» **Aim of the task**:
Please transcribe all of the records precisely.

» **Stored data entries**:
PR #128, opened 2016-07-06
map revisions

### LINKED ISSUE #130: map is broken on v0.0.5
This will be addressed by #128 , but it needs to be noted:

```
               _
   _       _ _(_)_     |  A fresh approach to technical computing
  (_)     | (_) (_)    |  Documentation: http://docs.julialang.org
   _ _   _| |_  __ _   |  Type "?help" for help.
  | | | | | | |/ _` |  |
  | | |_| | | | (_| |  |  Version 0.5.0-dev+5156 (2016-07-05 13:54 UTC)
 _/ |\__'_|_|_|\__'_|  |  Commit 0b22a01* (5 days old master)
|__/                   |  x86_64-apple-darwin15.5.0

julia> using NullableArrays

julia> map(sin, NullableArray(Int[1]); lift=true)
ERROR: UndefVarError: f not defined
 in (::NullableArrays.##_F_#35#39)(::Bool, ::Function, ::NullableArrays.NullableArray{Int64,1}) at /Users/David/.julia/v0.5/NullableArrays/src/map.jl:90
 in (::NullableArrays.#kw##_F_#38)(::Array{Any,1}, ::NullableArrays.#_F_#38, ::NullableArrays.NullableArray{Int64,1}) at ./<missing>:0
 in (::NullableArrays.##map#7#8{Dict{Int64,Dict{Union{DataType,Function},Function}}})(::Bool, ::Function, ::Base.#sin, ::NullableArrays.NullableArray{Int64,1}, ::Vararg{NullableArrays.NullableArray{Int64,1},N}) at /Users/David/.julia/v0.5/NullableArrays/src/map.jl:172
 in (::Base.#kw##map)(::Array{Any,1}, ::Base.#map, ::Base.#sin, ::NullableArrays.NullableArray{Int64,1}) at ./<missing>:0
 in eval(::Module, ::Any) at ./boot.jl:234
 in macro expansion at ./REPL.jl:92 [inlined]
 in (::Base.REPL.##1#2{Base.REPL.REPLBackend})() at ./event.jl:46
```

davidagold:
This is an attempt to transition away from the metaprogramming-heavy approach to map we took for Julia v0.4. Admittedly, this does introduce the use of generated functions in n-arg `map`/`map!`. ~~Does anybody have any suggestions as to how best maintain compatibility with 0.4? What I have here seems kind of crude.~~

There's a lot of code repetition due to the 1-arg, 2-arg and n-arg methods for `map`. The Base `map(f, A)` regime calls `collect_similar(A, Generator(f, A))`, but I haven't found a way to `collect` over a `Generator{NullableArray, F}` without creating a lot of unnecessary `Nullable` objects -- so, hooking into that interface isn't really an option. I'm not sure the best way to reduce the code footprint here.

» **Response to the exercise**:
PR #128, opened 2016-07-06
map revisions

### LINKED ISSUE #130: map is broken on v0.0.5
This will be addressed by #128 , but it needs to be noted:

```
               _
   _       _ _(_)_     |  A fresh approach to technical computing
  (_)     | (_) (_)    |  Documentation: http://docs.julialang.org
   _ _   _| |_  __ _   |  Type "?help" for help.
  | | | | | | |/ _` |  |
  | | |_| | | | (_| |  |  Version 0.5.0-dev+5156 (2016-07-05 13:54 UTC)
 _/ |\__'_|_|_|\__'_|  |  Commit 0b22a01* (5 days old master)
|__/                   |  x86_64-apple-darwin15.5.0

julia> using NullableArrays

julia> map(sin, NullableArray(Int[1]); lift=true)
ERROR: UndefVarError: f not defined
 in (::NullableArrays.##_F_#35#39)(::Bool, ::Function, ::NullableArrays.NullableArray{Int64,1}) at /Users/David/.julia/v0.5/NullableArrays/src/map.jl:90
 in (::NullableArrays.#kw##_F_#38)(::Array{Any,1}, ::NullableArrays.#_F_#38, ::NullableArrays.NullableArray{Int64,1}) at ./<missing>:0
 in (::NullableArrays.##map#7#8{Dict{Int64,Dict{Union{DataType,Function},Function}}})(::Bool, ::Function, ::Base.#sin, ::NullableArrays.NullableArray{Int64,1}, ::Vararg{NullableArrays.NullableArray{Int64,1},N}) at /Users/David/.julia/v0.5/NullableArrays/src/map.jl:172
 in (::Base.#kw##map)(::Array{Any,1}, ::Base.#map, ::Base.#sin, ::NullableArrays.NullableArray{Int64,1}) at ./<missing>:0
 in eval(::Module, ::Any) at ./boot.jl:234
 in macro expansion at ./REPL.jl:92 [inlined]
 in (::Base.REPL.##1#2{Base.REPL.REPLBackend})() at ./event.jl:46
```

davidagold:
This is an attempt to transition away from the metaprogramming-heavy approach to map we took for Julia v0.4. Admittedly, this does introduce the use of generated functions in n-arg `map`/`map!`. ~~Does anybody have any suggestions as to how best maintain compatibility with 0.4? What I have here seems kind of crude.~~

There's a lot of code repetition due to the 1-arg, 2-arg and n-arg methods for `map`. The Base `map(f, A)` regime calls `collect_similar(A, Generator(f, A))`, but I haven't found a way to `collect` over a `Generator{NullableArray, F}` without creating a lot of unnecessary `Nullable` objects -- so, hooking into that interface isn't really an option. I'm not sure the best way to reduce the code footprint here.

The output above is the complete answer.